En réaction ! J’ai été très marquée par le 11-septembre, je me suis dit : « Qu’est-ce qui fait qu’on n’a pas vu arriver cet évènement ? » J’étais obsédée par cette question au point de vouloir en faire ma thèse de doctorat : j’ai voulu comparer comment certaines entreprises, notamment les banques, les assurances, avaient anticipé ou pas ce risque-là par rapport aux États et aux services concernés. Les entreprises étaient très rétives, elles n’avaient pas envie d’avoir un doctorant dans les pattes sur des questions hautement confidentielles. Mais à l’époque, la Commission européenne et le Conseil de l’Union européenne mettaient en place des outils d’anticipation et de gestion des crises; j’ai donc pu travailler pendant quatre ans avec la Commission européenne et les différentes capitales européennes pour voir comment la gestion des risques avait évolué, comment elles s’étaient dotées de cellules de crise, mais aussi de cellules d’anticipation.

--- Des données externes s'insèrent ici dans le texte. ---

PR #430, opened 2025-05-06
Acceptance tests with action args

simisoft-exo:
# Description

## Checklist
(For exoscale contributors)

* [ ] Acceptance tests OK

Après mon doctorat, j’ai été recrutée au sein du ministère des Armées, à l’Institut de recherche stratégique de l’École militaire, pour travailler d’abord sur des risques très variés : le spatial, le cyber, l’Afghanistan. Puis, à chaque fois qu’il y a eu des catastrophes ou des évènements, mon parcours a bifurqué. Cela a été le cas avec Fukushima, mais à la suite de cette catastrophe, j’ai quitté les Armées pour rejoindre le Centre de sociologie des organisations, qui avait eu un financement pour travailler sur l’anticipation du risque nucléaire. À peu près à la même époque, j’ai commencé à collaborer avec le think tank Futuribles, notamment sur l’avenir des risques sanitaires et des maladies émergentes. J’y ai réalisé une grande étude pour AXA, qui voulait mesurer les incidences potentielles de ces risques pour les assurances. Sur la base de ce travail, j’ai été recrutée par AXA où j’ai travaillé pendant une dizaine d’années. Depuis le 1er avril, je suis conseil indépendant et je réalise des études de prospective pour différents clients.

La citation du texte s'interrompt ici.